Your task: Look through the records, and wherever the string "shlex" turns up, copy out that line.

Records provided:
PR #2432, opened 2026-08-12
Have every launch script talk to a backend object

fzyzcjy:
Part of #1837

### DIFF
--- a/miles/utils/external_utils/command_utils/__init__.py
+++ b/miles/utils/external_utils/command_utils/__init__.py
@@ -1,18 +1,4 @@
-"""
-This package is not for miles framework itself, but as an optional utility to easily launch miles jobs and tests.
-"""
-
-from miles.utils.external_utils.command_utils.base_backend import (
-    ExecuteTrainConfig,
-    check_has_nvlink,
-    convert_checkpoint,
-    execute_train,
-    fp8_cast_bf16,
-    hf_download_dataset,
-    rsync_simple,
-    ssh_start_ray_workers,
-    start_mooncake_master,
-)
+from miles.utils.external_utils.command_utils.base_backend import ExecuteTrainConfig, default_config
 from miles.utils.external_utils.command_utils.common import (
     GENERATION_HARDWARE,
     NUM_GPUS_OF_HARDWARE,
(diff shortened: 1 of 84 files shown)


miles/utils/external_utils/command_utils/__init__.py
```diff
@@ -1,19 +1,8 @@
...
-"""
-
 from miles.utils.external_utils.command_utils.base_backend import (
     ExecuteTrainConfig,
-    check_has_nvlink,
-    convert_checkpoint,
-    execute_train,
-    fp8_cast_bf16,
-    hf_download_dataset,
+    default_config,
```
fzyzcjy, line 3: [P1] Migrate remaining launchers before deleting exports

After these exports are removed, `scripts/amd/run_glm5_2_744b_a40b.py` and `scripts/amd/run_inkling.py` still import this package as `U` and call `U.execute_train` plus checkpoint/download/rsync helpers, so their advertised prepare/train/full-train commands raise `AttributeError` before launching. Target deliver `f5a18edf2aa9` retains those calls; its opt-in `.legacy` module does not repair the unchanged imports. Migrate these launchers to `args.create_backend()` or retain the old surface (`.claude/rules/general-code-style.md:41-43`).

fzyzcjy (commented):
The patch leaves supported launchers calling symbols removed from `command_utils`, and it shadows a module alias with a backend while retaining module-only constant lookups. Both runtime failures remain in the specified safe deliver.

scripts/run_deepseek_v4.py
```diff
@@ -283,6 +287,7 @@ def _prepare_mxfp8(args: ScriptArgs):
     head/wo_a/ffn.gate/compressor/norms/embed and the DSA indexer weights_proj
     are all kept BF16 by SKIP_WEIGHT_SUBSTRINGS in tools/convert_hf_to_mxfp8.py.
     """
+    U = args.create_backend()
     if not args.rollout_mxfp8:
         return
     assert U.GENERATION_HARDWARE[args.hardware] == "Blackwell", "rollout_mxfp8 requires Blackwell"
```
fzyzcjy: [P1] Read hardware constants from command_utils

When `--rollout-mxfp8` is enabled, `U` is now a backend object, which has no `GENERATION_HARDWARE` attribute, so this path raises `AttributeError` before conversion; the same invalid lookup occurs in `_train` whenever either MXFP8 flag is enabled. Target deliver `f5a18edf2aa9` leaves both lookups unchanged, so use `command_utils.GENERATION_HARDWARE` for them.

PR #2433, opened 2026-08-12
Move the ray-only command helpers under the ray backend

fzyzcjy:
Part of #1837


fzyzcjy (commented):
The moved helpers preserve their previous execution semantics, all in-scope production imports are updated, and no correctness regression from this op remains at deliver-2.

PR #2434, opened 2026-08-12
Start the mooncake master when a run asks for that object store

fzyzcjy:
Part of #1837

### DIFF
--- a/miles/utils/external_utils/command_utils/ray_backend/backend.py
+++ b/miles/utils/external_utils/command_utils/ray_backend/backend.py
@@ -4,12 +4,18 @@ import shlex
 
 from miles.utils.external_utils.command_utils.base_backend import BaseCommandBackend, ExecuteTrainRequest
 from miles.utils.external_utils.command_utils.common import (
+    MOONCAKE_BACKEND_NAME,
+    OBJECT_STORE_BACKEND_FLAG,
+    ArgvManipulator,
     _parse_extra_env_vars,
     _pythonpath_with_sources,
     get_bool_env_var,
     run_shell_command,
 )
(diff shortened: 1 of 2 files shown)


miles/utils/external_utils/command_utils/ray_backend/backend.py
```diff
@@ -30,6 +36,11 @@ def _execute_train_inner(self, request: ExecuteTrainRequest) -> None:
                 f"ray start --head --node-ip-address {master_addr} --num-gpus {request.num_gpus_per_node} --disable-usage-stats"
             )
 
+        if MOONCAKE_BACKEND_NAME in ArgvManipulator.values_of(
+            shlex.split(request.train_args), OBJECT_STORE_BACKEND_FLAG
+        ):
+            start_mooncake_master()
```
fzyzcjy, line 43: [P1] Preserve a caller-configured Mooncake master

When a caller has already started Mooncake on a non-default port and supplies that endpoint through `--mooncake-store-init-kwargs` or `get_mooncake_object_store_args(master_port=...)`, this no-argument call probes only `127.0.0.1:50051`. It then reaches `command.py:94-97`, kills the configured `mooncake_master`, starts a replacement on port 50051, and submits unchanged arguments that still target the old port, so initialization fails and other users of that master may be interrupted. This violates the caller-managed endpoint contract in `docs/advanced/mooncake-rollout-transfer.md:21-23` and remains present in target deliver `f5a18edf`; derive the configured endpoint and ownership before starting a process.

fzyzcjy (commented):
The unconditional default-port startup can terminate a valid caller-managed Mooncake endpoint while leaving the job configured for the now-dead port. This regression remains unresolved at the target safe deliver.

...

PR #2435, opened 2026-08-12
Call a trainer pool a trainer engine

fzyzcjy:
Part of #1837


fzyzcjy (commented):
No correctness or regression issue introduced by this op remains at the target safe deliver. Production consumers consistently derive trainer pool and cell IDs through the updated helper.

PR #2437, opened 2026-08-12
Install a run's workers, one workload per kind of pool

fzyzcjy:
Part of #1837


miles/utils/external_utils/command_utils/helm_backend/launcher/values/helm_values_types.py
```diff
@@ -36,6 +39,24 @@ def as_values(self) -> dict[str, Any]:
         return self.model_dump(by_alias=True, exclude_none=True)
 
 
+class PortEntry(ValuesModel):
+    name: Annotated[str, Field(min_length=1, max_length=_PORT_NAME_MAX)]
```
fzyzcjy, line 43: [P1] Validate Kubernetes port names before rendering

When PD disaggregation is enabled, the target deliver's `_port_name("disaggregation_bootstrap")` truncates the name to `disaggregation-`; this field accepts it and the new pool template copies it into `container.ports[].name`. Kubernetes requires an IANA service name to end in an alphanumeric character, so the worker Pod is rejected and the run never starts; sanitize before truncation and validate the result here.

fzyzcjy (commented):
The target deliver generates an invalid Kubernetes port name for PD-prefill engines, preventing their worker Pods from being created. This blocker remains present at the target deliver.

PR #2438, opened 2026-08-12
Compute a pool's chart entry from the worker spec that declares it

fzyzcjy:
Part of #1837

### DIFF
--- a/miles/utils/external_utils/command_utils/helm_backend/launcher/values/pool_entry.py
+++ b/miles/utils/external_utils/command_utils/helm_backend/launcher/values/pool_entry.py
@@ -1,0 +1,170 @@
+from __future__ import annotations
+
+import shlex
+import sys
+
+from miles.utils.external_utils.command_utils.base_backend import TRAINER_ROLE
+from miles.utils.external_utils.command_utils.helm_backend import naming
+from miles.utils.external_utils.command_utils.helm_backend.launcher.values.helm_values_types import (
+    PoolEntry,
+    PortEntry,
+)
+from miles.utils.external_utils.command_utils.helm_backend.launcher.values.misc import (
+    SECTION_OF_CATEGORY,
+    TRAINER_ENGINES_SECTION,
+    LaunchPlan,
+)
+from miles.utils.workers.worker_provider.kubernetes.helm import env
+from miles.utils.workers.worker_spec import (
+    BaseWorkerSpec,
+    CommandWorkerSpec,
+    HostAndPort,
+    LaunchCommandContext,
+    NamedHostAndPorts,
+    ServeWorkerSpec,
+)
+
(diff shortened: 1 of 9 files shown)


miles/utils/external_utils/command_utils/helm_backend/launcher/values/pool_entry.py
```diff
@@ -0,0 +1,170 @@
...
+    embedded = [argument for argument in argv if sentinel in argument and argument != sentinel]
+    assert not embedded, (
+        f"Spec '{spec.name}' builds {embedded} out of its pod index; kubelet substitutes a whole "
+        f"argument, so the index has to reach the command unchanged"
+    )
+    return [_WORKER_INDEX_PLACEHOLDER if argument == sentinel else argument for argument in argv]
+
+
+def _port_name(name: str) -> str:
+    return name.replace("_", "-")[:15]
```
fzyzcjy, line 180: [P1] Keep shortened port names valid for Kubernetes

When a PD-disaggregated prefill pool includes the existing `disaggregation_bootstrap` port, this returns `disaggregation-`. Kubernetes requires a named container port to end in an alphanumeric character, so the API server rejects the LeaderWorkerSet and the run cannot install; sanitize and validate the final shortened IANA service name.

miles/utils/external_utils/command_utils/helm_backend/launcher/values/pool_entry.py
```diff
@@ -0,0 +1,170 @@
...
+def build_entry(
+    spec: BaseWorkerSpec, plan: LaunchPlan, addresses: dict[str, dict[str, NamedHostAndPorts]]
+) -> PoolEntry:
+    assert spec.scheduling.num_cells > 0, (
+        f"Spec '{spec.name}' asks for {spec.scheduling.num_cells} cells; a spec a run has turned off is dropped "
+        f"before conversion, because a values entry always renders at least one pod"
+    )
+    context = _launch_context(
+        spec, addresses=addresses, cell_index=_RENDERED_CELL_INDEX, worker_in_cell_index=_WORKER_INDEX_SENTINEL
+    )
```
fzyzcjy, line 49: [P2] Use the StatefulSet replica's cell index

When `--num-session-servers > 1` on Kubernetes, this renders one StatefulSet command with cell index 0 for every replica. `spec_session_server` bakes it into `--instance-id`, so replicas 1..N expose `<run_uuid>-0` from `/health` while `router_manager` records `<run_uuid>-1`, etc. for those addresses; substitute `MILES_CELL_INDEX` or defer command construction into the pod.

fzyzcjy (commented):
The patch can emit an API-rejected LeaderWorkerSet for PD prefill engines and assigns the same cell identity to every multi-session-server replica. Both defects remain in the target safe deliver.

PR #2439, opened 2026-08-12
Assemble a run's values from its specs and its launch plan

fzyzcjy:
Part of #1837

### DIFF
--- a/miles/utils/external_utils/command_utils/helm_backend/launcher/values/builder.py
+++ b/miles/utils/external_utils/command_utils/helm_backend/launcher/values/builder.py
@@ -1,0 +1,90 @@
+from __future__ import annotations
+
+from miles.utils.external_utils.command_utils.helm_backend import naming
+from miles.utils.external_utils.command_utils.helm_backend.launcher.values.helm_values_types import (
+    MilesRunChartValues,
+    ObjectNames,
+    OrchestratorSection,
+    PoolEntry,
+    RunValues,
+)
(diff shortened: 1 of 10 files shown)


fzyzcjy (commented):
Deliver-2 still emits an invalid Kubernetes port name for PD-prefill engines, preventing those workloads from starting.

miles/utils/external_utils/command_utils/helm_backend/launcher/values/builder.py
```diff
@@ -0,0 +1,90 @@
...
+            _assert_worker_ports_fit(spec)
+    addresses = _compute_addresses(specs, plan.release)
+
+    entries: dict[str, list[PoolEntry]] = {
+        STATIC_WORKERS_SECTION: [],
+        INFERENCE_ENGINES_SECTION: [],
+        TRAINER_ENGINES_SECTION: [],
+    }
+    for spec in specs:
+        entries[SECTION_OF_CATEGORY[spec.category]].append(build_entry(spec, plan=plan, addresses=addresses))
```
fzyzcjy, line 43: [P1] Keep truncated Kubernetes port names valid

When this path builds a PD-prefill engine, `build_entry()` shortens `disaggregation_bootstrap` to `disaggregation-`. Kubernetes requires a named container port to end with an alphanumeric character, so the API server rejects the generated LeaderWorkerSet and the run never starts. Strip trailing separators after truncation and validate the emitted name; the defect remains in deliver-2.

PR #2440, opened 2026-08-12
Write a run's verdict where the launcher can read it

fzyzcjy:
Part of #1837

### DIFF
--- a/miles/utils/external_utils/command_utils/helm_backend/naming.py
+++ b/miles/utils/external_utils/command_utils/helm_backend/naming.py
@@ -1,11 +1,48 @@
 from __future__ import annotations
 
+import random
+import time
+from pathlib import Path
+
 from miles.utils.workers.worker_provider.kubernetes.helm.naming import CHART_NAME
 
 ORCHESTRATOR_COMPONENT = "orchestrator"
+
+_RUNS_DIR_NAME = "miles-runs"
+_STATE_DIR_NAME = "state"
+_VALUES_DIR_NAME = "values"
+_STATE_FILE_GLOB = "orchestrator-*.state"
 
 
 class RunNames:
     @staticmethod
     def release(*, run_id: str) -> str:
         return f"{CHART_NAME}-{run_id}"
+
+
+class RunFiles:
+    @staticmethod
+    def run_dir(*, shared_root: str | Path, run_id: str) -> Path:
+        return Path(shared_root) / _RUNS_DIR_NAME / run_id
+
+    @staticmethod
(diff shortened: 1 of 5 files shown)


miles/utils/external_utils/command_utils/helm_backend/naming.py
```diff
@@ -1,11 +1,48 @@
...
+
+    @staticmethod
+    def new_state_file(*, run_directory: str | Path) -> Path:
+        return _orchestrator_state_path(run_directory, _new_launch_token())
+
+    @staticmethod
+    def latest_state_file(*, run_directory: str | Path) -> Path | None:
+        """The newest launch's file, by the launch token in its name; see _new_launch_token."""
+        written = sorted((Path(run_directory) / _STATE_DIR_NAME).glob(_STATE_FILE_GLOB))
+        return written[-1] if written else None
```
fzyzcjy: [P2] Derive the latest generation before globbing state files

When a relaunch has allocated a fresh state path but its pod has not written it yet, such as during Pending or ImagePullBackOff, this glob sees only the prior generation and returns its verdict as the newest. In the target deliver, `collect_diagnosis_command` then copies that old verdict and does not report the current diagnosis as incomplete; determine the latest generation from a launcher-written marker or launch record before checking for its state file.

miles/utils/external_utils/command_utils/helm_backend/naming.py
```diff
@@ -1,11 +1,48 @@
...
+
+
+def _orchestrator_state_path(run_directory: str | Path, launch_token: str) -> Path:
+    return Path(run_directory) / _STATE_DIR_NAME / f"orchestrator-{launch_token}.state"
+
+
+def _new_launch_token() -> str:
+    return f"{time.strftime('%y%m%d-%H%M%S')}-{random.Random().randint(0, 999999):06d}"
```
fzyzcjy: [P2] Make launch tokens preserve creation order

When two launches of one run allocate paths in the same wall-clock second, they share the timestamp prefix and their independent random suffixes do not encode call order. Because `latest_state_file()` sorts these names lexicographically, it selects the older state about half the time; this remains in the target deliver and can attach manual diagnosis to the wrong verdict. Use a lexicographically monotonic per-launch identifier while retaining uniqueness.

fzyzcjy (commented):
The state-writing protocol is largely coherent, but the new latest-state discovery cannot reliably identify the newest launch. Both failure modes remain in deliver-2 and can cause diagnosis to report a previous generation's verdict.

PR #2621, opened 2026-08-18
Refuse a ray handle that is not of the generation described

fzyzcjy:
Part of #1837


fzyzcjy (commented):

Expected answer:
@@ -4,12 +4,18 @@ import shlex
+            shlex.split(request.train_args), OBJECT_STORE_BACKEND_FLAG
+import shlex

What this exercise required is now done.